[Start of Attachment]

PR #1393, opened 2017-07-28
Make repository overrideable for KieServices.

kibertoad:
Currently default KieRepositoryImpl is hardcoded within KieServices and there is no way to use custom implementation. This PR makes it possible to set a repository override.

[End of Attachment]
[Start of Attachment]

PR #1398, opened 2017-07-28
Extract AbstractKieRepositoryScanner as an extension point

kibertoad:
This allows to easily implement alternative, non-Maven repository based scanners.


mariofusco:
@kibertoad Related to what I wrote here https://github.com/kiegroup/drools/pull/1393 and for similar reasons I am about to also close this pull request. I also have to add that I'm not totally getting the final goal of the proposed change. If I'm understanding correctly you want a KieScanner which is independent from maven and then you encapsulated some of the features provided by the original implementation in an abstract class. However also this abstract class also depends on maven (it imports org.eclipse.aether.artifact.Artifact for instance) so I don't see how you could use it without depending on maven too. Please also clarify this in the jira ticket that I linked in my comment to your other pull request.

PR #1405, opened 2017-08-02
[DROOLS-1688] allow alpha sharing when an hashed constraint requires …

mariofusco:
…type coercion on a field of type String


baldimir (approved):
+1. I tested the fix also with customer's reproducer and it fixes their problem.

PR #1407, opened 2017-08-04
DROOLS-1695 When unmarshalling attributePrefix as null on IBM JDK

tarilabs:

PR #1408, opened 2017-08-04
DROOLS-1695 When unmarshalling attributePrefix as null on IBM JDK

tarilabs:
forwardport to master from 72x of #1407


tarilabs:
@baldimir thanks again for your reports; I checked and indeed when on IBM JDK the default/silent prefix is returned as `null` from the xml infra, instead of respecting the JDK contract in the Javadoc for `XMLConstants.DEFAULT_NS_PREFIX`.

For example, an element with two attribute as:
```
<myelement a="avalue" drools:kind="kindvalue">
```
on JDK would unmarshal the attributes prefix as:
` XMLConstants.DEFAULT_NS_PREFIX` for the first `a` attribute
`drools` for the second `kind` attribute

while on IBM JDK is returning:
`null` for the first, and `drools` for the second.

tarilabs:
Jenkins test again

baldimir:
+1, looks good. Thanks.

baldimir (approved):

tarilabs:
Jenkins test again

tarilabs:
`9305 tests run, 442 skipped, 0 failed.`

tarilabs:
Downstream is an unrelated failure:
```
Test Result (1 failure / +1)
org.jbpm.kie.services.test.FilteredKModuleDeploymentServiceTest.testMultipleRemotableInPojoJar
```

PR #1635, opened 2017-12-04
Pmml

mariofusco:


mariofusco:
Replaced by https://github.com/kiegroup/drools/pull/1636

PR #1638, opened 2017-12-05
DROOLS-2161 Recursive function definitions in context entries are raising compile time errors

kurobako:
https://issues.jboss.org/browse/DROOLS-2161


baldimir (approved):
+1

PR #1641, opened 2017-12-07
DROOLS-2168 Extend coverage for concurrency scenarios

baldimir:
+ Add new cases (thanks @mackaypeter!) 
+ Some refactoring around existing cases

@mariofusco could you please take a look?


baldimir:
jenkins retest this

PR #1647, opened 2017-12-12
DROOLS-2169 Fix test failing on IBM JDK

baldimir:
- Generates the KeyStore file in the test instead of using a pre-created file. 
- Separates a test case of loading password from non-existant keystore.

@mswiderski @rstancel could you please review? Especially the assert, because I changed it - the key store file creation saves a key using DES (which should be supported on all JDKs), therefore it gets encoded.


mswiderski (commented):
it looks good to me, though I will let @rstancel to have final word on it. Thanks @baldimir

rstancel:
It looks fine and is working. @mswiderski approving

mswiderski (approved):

[End of Attachment]

• [Task brief]:
Copy each line above where "github" appears.

• [Answer section]:
@kibertoad Related to what I wrote here https://github.com/kiegroup/drools/pull/1393 and for similar reasons I am about to also close this pull request. I also have to add that I'm not totally getting the final goal of the proposed change. If I'm understanding correctly you want a KieScanner which is independent from maven and then you encapsulated some of the features provided by the original implementation in an abstract class. However also this abstract class also depends on maven (it imports org.eclipse.aether.artifact.Artifact for instance) so I don't see how you could use it without depending on maven too. Please also clarify this in the jira ticket that I linked in my comment to your other pull request.
Replaced by https://github.com/kiegroup/drools/pull/1636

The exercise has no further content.